Note, If you already installed CUDA or SDK, then you can try search for the binary clinfo in order to help locate the libs, as the libs will generally live nearby. Try e.g. find /usr -name clinfo or find /opt -name clinfo, stuff like that. You might also try sudo dpkg -L libOpenCL.

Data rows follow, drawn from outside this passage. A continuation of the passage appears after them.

PR #5233, opened 2016-09-10
Move vfolder location and filter_rules to projects/languages/glob matching

phlax:
this PR will

- add projects/languages m2m tables with vfolder
- glob matching for filter_rules
- migrate existing location/filter_rules fields to projects/locations and update the filter_rules if required

### DIFF
--- a/pootle/apps/pootle_store/models.py
+++ b/pootle/apps/pootle_store/models.py
@@ -1624,13 +1624,12 @@ class Store(models.Model, CachedTreeItem, base.TranslationStore):
         """
         pootle_paths = super(Store, self).all_pootle_paths()
         if 'virtualfolder' in settings.INSTALLED_APPS:
-            vftis = self.parent_vf_treeitems.values_list(
-                "vfolder__location", "pootle_path")
-            for location, pootle_path in vftis:
+            vftis = self.parent_vf_treeitems
+            for pootle_path in vftis.values_list("pootle_path", flat=True):
                 pootle_paths.extend(
                     [p for p
                      in get_all_pootle_paths(pootle_path)
-                     if p.count('/') > location.count('/')])
+                     if p.count('/') > 3])
         return pootle_paths
 
     # # # /TreeItem
--- a/pootle/apps/pootle_store/models.py
+++ b/pootle/apps/pootle_store/models.py
@@ -1268,8 +1268,11 @@ class Store(models.Model, CachedTreeItem, base.TranslationStore):
             return DEFAULT_PRIORITY
         return priority
 
-    def set_priority(self):
-        priority = self.calculate_priority()
+    def set_priority(self, priority=None):
+        priority = (
+            self.calculate_priority()
+            if priority is None
+            else priority)
 
         if priority != self.priority:
             Store.objects.filter(pk=self.pk).update(priority=priority)
--- a/pootle/apps/virtualfolder/migrations/0013_set_projects_languages.py
+++ b/pootle/apps/virtualfolder/migrations/0013_set_projects_languages.py
@@ -1,0 +1,61 @@
+# -*- coding: utf-8 -*-
+from __future__ import unicode_literals
+
+from django.db import migrations, models
+
+from pootle.core.url_helpers import split_pootle_path
+
+
+def parse_vfolder_rules(vf):
+    languages = set()
+    projects = set()
+    new_rules = set()
+
+    full_rules = [vf.location.strip() + rule.strip()
+                  for rule in vf.filter_rules.split(",")]
+
+    for full_rule in full_rules:
+        lang_code, proj_code, dir_path, filename = split_pootle_path(full_rule)
+        if filename:
+            new_rules.add(dir_path + filename)
+        else:
+            new_rules.add(dir_path + "*")
+        languages.add(lang_code)
+        projects.add(proj_code)
+
+    if "{LANG}" in languages:
+        languages = set()
+
+    if "{PROJ}" in projects:
+        projects = set()
+
+    new_rules=",".join(new_rules)
+
+    return languages, projects, new_rules
+
+
+def set_projects_and_languages(app, schema):
+    VirtualFolder = app.get_model("virtualfolder.VirtualFolder")
+    Project = app.get_model("pootle_project.Project")
+    Language = app.get_model("pootle_language.Language")
+    for vf in VirtualFolder.objects.all():
+        languages, projects, new_rules = parse_vfolder_rules(vf)
+        if projects:
+            vf.projects.add(*Project.objects.filter(code__in=projects))
+        if languages:
+            vf.languages.add(*Language.objects.filter(code__in=languages))
+        vf.filter_rules = new_rules
+        vf.all_projects = not projects
+        vf.all_languages = not languages
+        vf.save()
+
+
+class Migration(migrations.Migration):
+
+    dependencies = [
+        ('virtualfolder', '0012_add_all_proj_lang_flags'),
+    ]
+
+    operations = [
+        migrations.RunPython(set_projects_and_languages)
+    ]
--- a/pootle/apps/virtualfolder/models.py
+++ b/pootle/apps/virtualfolder/models.py
@@ -81,44 +81,6 @@ class VirtualFolder(models.Model):
     def path_matcher(self):
         return path_matcher.get(self.__class__)(self)
 
-    @property
-    def all_locations(self):
-        """Return a list with all the locations this virtual folder applies.
-
-        If the virtual folder location has no {LANG} nor {PROJ} placeholders
-        then the list only contains its location. If any of the placeholders is
-        present, then they get expanded to match all the existing languages and
-        projects.
-        """
-        if "{LANG}/{PROJ}" in self.location:
-            locations = []
-            for lang in Language.objects.all():
-                temp = self.location.replace("{LANG}", lang.code)
-                for proj in Project.objects.all():
-                    locations.append(temp.replace("{PROJ}", proj.code))
-            return locations
-        elif "{LANG}" in self.location:
-            try:
-                project = Project.objects.get(code=self.location.split("/")[2])
-                languages = project.languages.iterator()
-            except Exception:
-                languages = Language.objects.iterator()
-
-            return [self.location.replace("{LANG}", lang.code)
-                    for lang in languages]
-        elif "{PROJ}" in self.location:
-            try:
-                projects = Project.objects.filter(
-                    translationproject__language__code=self.location.split("/")[1]
-                ).iterator()
-            except Exception:
-                projects = Project.objects.iterator()
-
-            return [self.location.replace("{PROJ}", proj.code)
-                    for proj in projects]
-
-        return [self.location]
-
     def __unicode__(self):
         return self.name
 
@@ -140,70 +102,6 @@ class VirtualFolder(models.Model):
             raise ValidationError(u'Priority must be greater than zero.')
         if not self.filter_rules:
             raise ValidationError(u'Some filtering rule must be specified.')
-
-    def get_adjusted_location(self, pootle_path):
-        """Return the virtual folder location adjusted to the given path.
-
-        The virtual folder location might have placeholders, which affect the
-        actual filenames since those have to be concatenated to the virtual
-        folder location.
-        """
-        count = self.location.count("/")
-
-        if pootle_path.count("/") < count:
-            raise ValueError("%s is not applicable in %s" % (self,
-                                                             pootle_path))
-
-        pootle_path_parts = pootle_path.strip("/").split("/")
-        location_parts = self.location.strip("/").split("/")
-
-        try:
-            if (location_parts[0] != pootle_path_parts[0] and
-                location_parts[0] != "{LANG}"):
-                raise ValueError("%s is not applicable in %s" % (self,
-                                                                 pootle_path))
-
-            if (location_parts[1] != pootle_path_parts[1] and
-                location_parts[1] != "{PROJ}"):
-                raise ValueError("%s is not applicable in %s" % (self,
-                                                                 pootle_path))
-        except IndexError:
-            pass
-
-        return "/".join(pootle_path.split("/")[:count])
-
-    def get_adjusted_pootle_path(self, pootle_path):
-        """Adjust the given pootle path to this virtual folder.
-
-        The provided pootle path is converted to a path that includes the
-        virtual folder name in the right place.
-
-        For example a virtual folder named vfolder8, with a location
-        /{LANG}/firefox/browser/ in a path
-        /af/firefox/browser/chrome/overrides/ gets converted to
-        /af/firefox/browser/vfolder8/chrome/overrides/
-        """
-        count = self.location.count('/')
-
-        if pootle_path.count('/') < count:
-            # The provided pootle path is above the virtual folder location.
-            path_parts = pootle_path.rstrip('/').split('/')
-            pootle_path = '/'.join(path_parts +
-                                   self.location.split('/')[len(path_parts):])
-
-        if count < 3:
-            # If the virtual folder location is not long as a translation
-            # project pootle path then the returned adjusted location is too
-            # short, meaning that the returned translate URL will have the
-            # virtual folder name as the project or language code.
-            path_parts = pootle_path.split('/')
-            return '/'.join(path_parts[:3] + [self.name] + path_parts[3:])
-
-        # If the virtual folder location is as long as a TP pootle path and
-        # the provided pootle path isn't above the virtual folder location.
-        lead = self.get_adjusted_location(pootle_path)
-        trail = pootle_path.replace(lead, '').lstrip('/')
-        return '/'.join([lead, self.name, trail])
 
 
 class VirtualFolderTreeItemManager(models.Manager):
--- a/pootle/apps/virtualfolder/models.py
+++ b/pootle/apps/virtualfolder/models.py
@@ -76,6 +76,14 @@ class VirtualFolder(models.Model):
         Store,
         db_index=True,
         related_name='vfolders')
+    projects = models.ManyToManyField(
+        Project,
+        db_index=True,
+        related_name='vfolders')
+    languages = models.ManyToManyField(
+        Language,
+        db_index=True,
+        related_name='vfolders')
 
     class Meta(object):
         unique_together = ('name', 'location')
--- a/pootle/apps/virtualfolder/models.py
+++ b/pootle/apps/virtualfolder/models.py
@@ -68,10 +68,12 @@ class VirtualFolder(models.Model):
         Store,
         db_index=True,
         related_name='vfolders')
+    all_projects = models.BooleanField(default=False)
     projects = models.ManyToManyField(
         Project,
         db_index=True,
         related_name='vfolders')
+    all_languages = models.BooleanField(default=False)
     languages = models.ManyToManyField(
         Language,
         db_index=True,
--- a/pootle/apps/virtualfolder/models.py
+++ b/pootle/apps/virtualfolder/models.py
@@ -194,19 +194,19 @@ class VirtualFolderTreeItem(models.Model, CachedTreeItem):
         return self.pootle_path
 
     def save(self, *args, **kwargs):
-        self.pootle_path = self.vfolder.get_adjusted_pootle_path(
-            self.directory.pootle_path
-        )
+        parts = split_pootle_path(self.directory.pootle_path)
+        path_parts = ["", parts[0], parts[1], self.vfolder.name]
+        if parts[2]:
+            path_parts.append(parts[2].strip("/"))
+        path_parts.append(parts[3])
+        self.pootle_path = "/".join(path_parts)
 
         # Trigger the creation of the whole parent tree up to the vfolder
-        # adjusted location.
-        if (self.directory.pootle_path.count('/') >
-                self.vfolder.location.count('/')):
-            parent = VirtualFolderTreeItem.objects.get_or_create(
+        # tp
+        if self.directory.pootle_path.count('/') > 3:
+            self.parent = VirtualFolderTreeItem.objects.get_or_create(
                 directory=self.directory.parent,
-                vfolder=self.vfolder,
-            )[0]
-            self.parent = parent
+                vfolder=self.vfolder)[0]
 
         super(VirtualFolderTreeItem, self).save(*args, **kwargs)
 
@@ -269,6 +269,6 @@ class VirtualFolderTreeItem(models.Model, CachedTreeItem):
         don't want to mess with regular CachedTreeItem stats.
         """
         return [p for p in get_all_pootle_paths(self.get_cachekey())
-                if p.count('/') > self.vfolder.location.count('/')]
+                if p.count('/') > 3]
 
     # # # /TreeItem
--- a/pootle/apps/virtualfolder/models.py
+++ b/pootle/apps/virtualfolder/models.py
@@ -40,14 +40,6 @@ class VirtualFolder(models.Model):
         null=True,
         max_length=255)
 
-    # any changes to the `location` field may require updating the schema
-    # see migration 0003_case_sensitive_schema.py
-    location = models.CharField(
-        _('Location'),
-        blank=False,
-        max_length=255,
-        help_text=_('Root path where this virtual folder is applied.'),
-    )
     filter_rules = models.TextField(
         # Translators: This is a noun.
         _('Filter'),
@@ -84,9 +76,6 @@ class VirtualFolder(models.Model):
         Language,
         db_index=True,
         related_name='vfolders')
-
-    class Meta(object):
-        unique_together = ('name', 'location')
 
     @cached_property
     def path_matcher(self):
@@ -131,7 +120,7 @@ class VirtualFolder(models.Model):
         return [self.location]
 
     def __unicode__(self):
-        return ": ".join([self.name, self.location])
+        return self.name
 
     def save(self, *args, **kwargs):
         # Force validation of fields.
@@ -149,14 +138,6 @@ class VirtualFolder(models.Model):
         """Validate virtual folder fields."""
         if self.priority <= 0:
             raise ValidationError(u'Priority must be greater than zero.')
-
-        elif self.location == "/":
-            raise ValidationError(u'The "/" location is not allowed. Use '
-                                  u'"/{LANG}/{PROJ}/" instead.')
-        elif self.location.startswith("/projects/"):
-            raise ValidationError(u'Locations starting with "/projects/" are '
-                                  u'not allowed. Use "/{LANG}/" instead.')
-
         if not self.filter_rules:
             raise ValidationError(u'Some filtering rule must be specified.')
 
--- a/pootle/apps/virtualfolder/models.py
+++ b/pootle/apps/virtualfolder/models.py
@@ -9,6 +9,7 @@
 from django.core.exceptions import ValidationError
 from django.core.urlresolvers import reverse
 from django.db import models
+from django.utils.functional import cached_property
 from django.utils.translation import ugettext_lazy as _
 
 from pootle.core.markup import MarkupField, get_markup_filter_display_name
@@ -20,6 +21,8 @@ from pootle_app.models import Directory
 from pootle_language.models import Language
 from pootle_project.models import Project
 from pootle_store.models import Store
+
+from .delegate import path_matcher
 
 
 class VirtualFolder(models.Model):
@@ -76,6 +79,10 @@ class VirtualFolder(models.Model):
 
     class Meta(object):
         unique_together = ('name', 'location')
+
+    @cached_property
+    def path_matcher(self):
+        return path_matcher.get(self.__class__)(self)
 
     @property
     def all_locations(self):
--- a/pootle/apps/virtualfolder/receivers.py
+++ b/pootle/apps/virtualfolder/receivers.py
@@ -6,98 +6,31 @@
 # or later license. See the LICENSE file for a copy of the license and the
 # AUTHORS file for copyright and authorship information.
 
-from django.db.models.signals import post_save
+from django.db.models.signals import post_save, pre_delete
 from django.dispatch import receiver
 
 from pootle_store.models import Store
 
-from .models import VirtualFolder, VirtualFolderTreeItem
-
-
-def update_vfolder_tree(vf, store):
-    """For a given VirtualFolder and Store update the VirtualFolderTreeItem
-    """
-    # Create missing VirtualFolderTreeItem tree structure for affected Stores
-    # after adding or unobsoleting Units.
-    vfolder_treeitem, created = (
-        VirtualFolderTreeItem.objects.get_or_create(
-            directory=store.parent, vfolder=vf))
-
-    if not created:
-        # The VirtualFolderTreeItem already existed, so
-        # calculate again the stats up to the root.
-        vfolder_treeitem.update_all_cache()
-
-
-def add_store_to_vfolders(store):
-    """For a given Unit check for membership of any VirtualFolders
-    """
-    pootle_path = store.pootle_path
-
-    for vf in VirtualFolder.objects.iterator():
-        store_added = False
-        for location in vf.all_locations:
-            if not pootle_path.startswith(location):
-                continue
-
-            for filename in vf.filter_rules.split(","):
-                if pootle_path == "".join([location, filename]):
-                    vf.stores.add(store)
-                    store_added = True
-                    break
-
-            if store_added:
-                break
-
-        if store_added:
-            update_vfolder_tree(vf, store)
-
-
-@receiver(post_save, sender=VirtualFolder)
-def vfolder_save_handler(sender, instance, created, **kwargs):
-    """Remove Units from VirtualFolder when vfolder changes
-
-    - Check the original VirtualFolder object's locations
-    - Check the new VirtualFolders object's locations
-    - Remove any units from the VirtualFolder that are only in original's
-      locations and reset Unit priority
-    - Update VirtualFolderTree for any Stores that may have been affected
-    """
-    locations = set()
-    for location in instance.all_locations:
-        for filename in instance.filter_rules.split(","):
-            locations.add("".join([location, filename]))
-
-    stores_we_want = Store.objects.none()
-    for location in locations:
-        stores_we_want = stores_we_want | Store.objects.filter(
-            pootle_path__startswith=location)
-    to_remove = list(
-        instance.stores.exclude(
-            pk__in=stores_we_want.values_list("pk", flat=True)))
-    to_add = list(
-        stores_we_want.exclude(
-            pk__in=instance.stores.values_list("pk", flat=True)))
-    instance.stores.remove(*to_remove)
-    instance.stores.add(*to_add)
-    for store in to_add:
-        update_vfolder_tree(instance, store)
-    for store in to_remove:
-        store.set_priority()
-    for store in stores_we_want:
-        store.set_priority()
+from .delegate import vfolder_finder
+from .models import VirtualFolder
 
 
 @receiver(post_save, sender=Store)
-def vfolder_store_postsave_handler(**kwargs):
-    """Match VirtualFolders to Unit and update Unit.priority
+def handle_store_save(sender, instance, created, **kwargs):
+    if not created:
+        return
+    vfolder_finder.get(
+        instance.__class__)(instance).add_to_vfolders()
 
-    - If unit was newly created, then check vfolders for membership
-    - Update Unit priority from vfolder membership on Unit.save or create
 
-    """
-    instance = kwargs["instance"]
-    created = kwargs.get("created", False)
-    if created:
-        add_store_to_vfolders(instance)
-    instance.set_priority()
+@receiver(post_save, sender=VirtualFolder)
+def handle_vfolder_save(sender, instance, created, **kwargs):
+    instance.path_matcher.update_stores()
+
+
+@receiver(pre_delete, sender=VirtualFolder)
+def handle_vfolder_delete(sender, instance, **kwargs):
+    for store in instance.stores.all():
+        instance.stores.remove(store)
+        if store.priority == instance.priority:
+            store.set_priority()
--- a/pootle/apps/virtualfolder/utils.py
+++ b/pootle/apps/virtualfolder/utils.py
@@ -1,0 +1,219 @@
+# -*- coding: utf-8 -*-
+#
+# Copyright (C) Pootle contributors.
+#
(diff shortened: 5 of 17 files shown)


dwaynebailey:
@phlax from what I read here {ANY} means any at this point in time, as opposed to any current and future languages. With the former you would need to update languages when each new Lang is added to Pootle instead of it just being covered.  Or have I read the code wrong?

phlax:
@dwaynebailey - thats correct yep

we could make it so that not setting any projects/languages == all 

i havent initally at least because i reckon its going to be more efficient getting related objects through the m2m tables

pootle/apps/virtualfolder/migrations/0012_set_projects_languages.py
```diff
@@ -0,0 +1,81 @@
...
+            if rule_proj:
+                projects.add(rule_proj)
+            vf_rules.add(new_rule)
+        if any_project and any_lang:
+            langs_to_add = Language.objects.all()
+            projs_to_add = Project.objects.all()
+        elif any_project:
+            projs_to_add = Project.objects.filter(
+                translation_project__language__code__in=languages)
+            langs_to_add = Language.objects.filter(code__in=languages)
```
unho: In this case `languages` only has a single language, so not need to use `__in`.

pootle/apps/virtualfolder/migrations/0012_set_projects_languages.py
```diff
@@ -0,0 +1,81 @@
...
+        elif any_lang:
+            langs_to_add = Language.objects.filter(
+                translation_project__project__code__in=projects)
+            projs_to_add = Project.objects.filter(code__in=projects)
```
unho: The same as the previous comment, but for `projects`.

pootle/apps/virtualfolder/migrations/0012_set_projects_languages.py
```diff
@@ -0,0 +1,81 @@
...
+        else:
+            langs_to_add = Project.objects.filter(code__in=projects)
+            projs_to_add = Language.objects.filter(code__in=languages)
```
unho: In this case both `projects` and `languages` have a single element each.

pootle/apps/virtualfolder/migrations/0012_set_projects_languages.py
phlax: not necessarily - langs can be restricted by the filter_rules - no?

pootle/apps/virtualfolder/migrations/0012_set_projects_languages.py
phlax: ditto

pootle/apps/virtualfolder/migrations/0012_set_projects_languages.py
phlax: and again 8/

pootle/apps/virtualfolder/receivers.py
```diff
@@ -19,85 +20,67 @@ def update_vfolder_tree(vf, store):
...
-            directory=store.parent, vfolder=vf))
-
+    created = False
+    try:
+        vfolder_treeitem = (
+            VirtualFolderTreeItem.objects.get(
+                directory=store.parent, vfolder=vf))
+    except VirtualFolderTreeItem.DoesNotExist:
+        parts = split_pootle_path(store.parent.pootle_path)
+        path_parts = ["", parts[0], parts[1], vf.name]
```
unho: You are assuming that vfolder name is always just after language/project, but the location could have been deeper.

pootle/apps/virtualfolder/receivers.py
```diff
@@ -19,85 +20,67 @@ def update_vfolder_tree(vf, store):
...
-    for store in stores_we_want:
+        if store.priority != instance.priority:
+            store.set_priority()
+    stores = Store.objects.filter(
+        pk__in=deleted).exclude(priority=instance.priority)
+    for store in stores:
         store.set_priority()
 
 
-@receiver(post_save, sender=Store)
```
unho: Why is this removed?

unho: Just saw it was moved up. This just increased the diff and mades more difficult to review.

tests/models/virtualfolder.py
```diff
@@ -152,17 +104,18 @@ def test_vfolder_membership(tp0, store0):
     vf1.save()
     assert store not in vf1.stores.all()
     vf1.filter_rules = ",".join([store_name, vf1.filter_rules])
+    vf1._FOO = 1
```
unho: What is this?

tests/models/virtualfolder.py
```diff
@@ -152,17 +104,18 @@ def test_vfolder_membership(tp0, store0):
...
 @pytest.mark.django_db
-def test_vfolder_store_priorities():
+def test_vfolder_store_priorities(project0):
 
     # remove the default vfolders and update units to reset priorities
-    VirtualFolder.objects.all().delete()
-    [store.save() for store in Store.objects.all()]
-
+    for vf in VirtualFolder.objects.all():
+        vf.delete()
```
unho: Does not `VirtualFolder.objects.all().delete()` trigger the right signals?

pootle/apps/virtualfolder/models.py
```diff
@@ -194,19 +194,19 @@ def __unicode__(self):
...
+        path_parts.append(parts[3])
+        self.pootle_path = "/".join(path_parts)
 
         # Trigger the creation of the whole parent tree up to the vfolder
-        # adjusted location.
-        if (self.directory.pootle_path.count('/') >
-                self.vfolder.location.count('/')):
-            parent = VirtualFolderTreeItem.objects.get_or_create(
+        # tp
+        if self.directory.pootle_path.count('/') > 3:
```
unho: Are we assuming that a vfolder directory cannot be upper than a TP directory? What if the vfolder is for all languages and all projects?

pootle/apps/virtualfolder/migrations/0013_set_projects_languages.py
```diff
@@ -0,0 +1,86 @@
...
+    any_project = proj_code == "{PROJ}"
+    any_lang = lang_code == "{LANG}"
+    languages = set()
+    projects = set()
+    new_rules = set()
+    old_rules = [
+        r.strip()
+        for r
+        in vf.filter_rules.split(",")
+        if r.strip()]
```
unho: I don't think there is any need for `strip()`.

pootle/apps/virtualfolder/migrations/0013_set_projects_languages.py
```diff
@@ -0,0 +1,86 @@
+# -*- coding: utf-8 -*-
+from __future__ import unicode_literals
+
+from django.db import migrations, models
+
+from pootle.core.url_helpers import split_pootle_path
+
+
+def parse_filter_rule(dir_path, filter_rule, lang_from_filters, proj_from_filters):
+    filter_rule = "/%s/" % filter_rule.strip("/")
```
unho: Are we appending `/` to filepaths?

pootle/apps/virtualfolder/migrations/0013_set_projects_languages.py
```diff
@@ -0,0 +1,86 @@
...
+    rule_lang = rule_proj = None
+    new_rule = filter_rule
+    if lang_from_filters:
+        rule_lang, rule_proj = split_pootle_path(filter_rule)[:2]
+        new_rule = filter_rule[len(rule_proj) + len(rule_lang) + 2:]
+    elif proj_from_filters:
+        rule_proj = split_pootle_path("/X/%s/" % filter_rule)[1]
```
unho: If the original rule is for example `firefox/dir/file.po`, then  `filter_rule` would be `/firefox/dir/file.po/`, and the interpolation in here will yield `/X//firefox/dir/file.po/`, therefore `rule_proj` will be `""` (empty string).

tests/models/virtualfolder.py
phlax: why, surely thats obvious - its a `_FOO` !

tests/models/virtualfolder.py
phlax: i have a feeling not - lets check

pootle/apps/virtualfolder/models.py
phlax: not sure - but this wont matter once there are no vftis - ill check this bit tho

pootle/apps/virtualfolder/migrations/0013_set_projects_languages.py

Next, prior to installing pyopencl. I installed the following using pip (some might not be needed)

pip install mako
pip install pytools
pip install pytest
pip install decorator
pip install cffi
pip install appdirs
pip install six

From there I was ready to install pyopencl (see https://wiki.tiker.net/PyOpenCL/Installation/Linux for additional details). I grabbed a recent python-opencl installer (pyopencl-2016.2.1.tar.gz) After unpacking and navigating to the install folder do

python configure.py --cl-inc-dir=/opt/AMDAPPSDK-3.0/include --cl-lib-dir=/opt/AMDAPPSDK-3.0/lib/x86_64/sdk --cl-libname=OpenCL
su -c "make install"

the --cl-inc-dir should contain a folder called CL/ which itself will contain the header files cl.h and opencl.h, amongst others. The --cl-lib-dir should contain the library, e.g. libOpenCL.so, and hence the libname in this case would be OpenCL.

If it worked you should be able to run

python -c "import pyopencl"

without any error messages. Now that you are done, you can begin using pyopencl.